I won't mention names, but there were several girls who lived in my neighborhood who were just wild. Because we were the same ages, I was expected to play with them, but I had nothing in common with them. I tried but they didn't want to play with me, so avoidance began but when we had to be together for some reason it was never good. There were also a few girls in class that didn't like me simply for the reasons listed above. The girls in class were the main instigators of problems at school. The girls in the neighborhood I just avoided.
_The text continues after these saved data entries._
PR #260, opened 2020-08-17
Permissions event

### LINKED ISSUE #249: Student can 'Edit' and 'Delete' question of others after remove capability 'previewother'

dionysius:
Based on #251 so better use https://github.com/frankkoch/moodle-mod_studentquiz/compare/permissions...permissions_event for comparison.

Moves the actual call to code to apply context specific capabilities (overrides) to event observers, which reduces the amount of calls drastically (before was on every page load of every user, now only on event changes that matter). Fixes #249 and I consider I am complete with the changes. @timhunt do you mind having a look at this as well? Thank you in advance!


dionysius:
Hmm... Moodle 35 and 37 don't have the events we need:

| Event | 35 | 37 | 38 | 39 |
| --- | --- | --- | --- | --- |
| \core\event\capability_assigned | :heavy_multiplication_x: | :heavy_multiplication_x: | :heavy_check_mark: | :heavy_check_mark: |
| \core\event\capability_unassigned | :heavy_multiplication_x: | :heavy_multiplication_x: | :heavy_check_mark: | :heavy_check_mark: |
| \core\event\user_enrolment_created | :heavy_check_mark: | :heavy_check_mark: | :heavy_check_mark: | :heavy_check_mark: |
| \core\event\user_enrolment_updated | :heavy_check_mark: | :heavy_check_mark: | :heavy_check_mark: | :heavy_check_mark: |
| \core\event\user_enrolment_deleted | :heavy_check_mark: | :heavy_check_mark: | :heavy_check_mark: | :heavy_check_mark: |
| \core\event\course_module_created | :heavy_check_mark: | :heavy_check_mark: | :heavy_check_mark: | :heavy_check_mark: |

That means we need to conditionally do the old way... argh

timhunt:
Note, the error from travis looks real (missing global $CFG). Also, Moodle HQ have taken over maintenance of the Travis integration, and it woudl be good to upgrade some time: https://moodlehq.github.io/moodle-plugin-ci/UPGRADE-3.0.html

Now, to acutally review the code.

timhunt:
I think that, overall, this now looks like it should work. Good work.

Minor pedantic comments:

1. There are rules for PHP namespaces in Moodle https://docs.moodle.org/dev/Coding_style#Parts_of_a_namespace. Would be better to follow them.
2. Similarly function names like ensurerelation should be ensure_relation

 It rarely got physical at school. There were threats and an occasional punch in the arm muscle but that was the worst of it. The main ways to girls went after me were verbal. They had a wonderful song they made up about me sung to the tune of the Gumby Show theme song: "Pam was just a little green ball of scum, scum – be…" Perhaps it is selective memory issue, but I don't remember the rest. They would leave nasty notes in my assigned desk, draw on the top of it when the teacher wasn't looking to get me in trouble and leave things on my chair so I would sit in them and the list goes on. One thing that sticks in my mind particularly was when we had a class trip for a weekend to Mount Misery… The name should have been a warning. We were set up in cabins and thankfully I was not with any of them. We were supposed to make our beds when we got there and then meet up for some reason. The cabins were left unsupervised and one of my nemesis, I'm not sure which ones, went in and took my toothpaste from my bag and squirted it all in my sheets and all over my pillow. Luckily I was forewarned by the minty fresh smell of my bed and didn't climb right in. Thankfully one of the camp counselors let me wash the sheets in the camp machine but they were ruined because of the bleaching done by the toothpaste. I had no toothpaste for the weekend so I had trash mouth. In spite of the efforts of my enemies, I still had a pretty good time and had my first dance with a boy that I had a crush on.

Looking back on those days, I can say in all honesty that in spite of all the bad girls’ efforts, I still had some good times. I had a few select friends that I played hopscotch, jump rope and horsies with. I also was “friends" with several adults at Johnson School including the woman that watched the schoolyard during recess and the playtime breaks after lunch. I would hang out with her and chat and I really enjoyed our time together. I was a Library Aide and I liked my time doing it and spending time with Mrs. Gargodian, the librarian so much that I think it was a factor in me being a librarian as an adult. (She had such a great librarian name!) Under her tutelage, I learned to use some machines that are still used in libraries today and I could use them better than anyone else and repair them. Of course I enjoyed almost every single teacher I had there. I wouldn't be the person I am today if not for their hard work and encouragement.

 I don't know how I would have dealt with things if there was the technology then that we have today. If that wonderful little song, " Scum – Be Pam" was posted on Facebook rather than sung in front of a few classmates, it would have been a lot more difficult to get over. I think bullying is an issue that has to be addressed more strongly today than in the past. I don't think that old attitude of “If I could deal with it as a kid 30 years ago, then they can deal with it today" works anymore. Times have changed and approaches to problems need to change accordingly.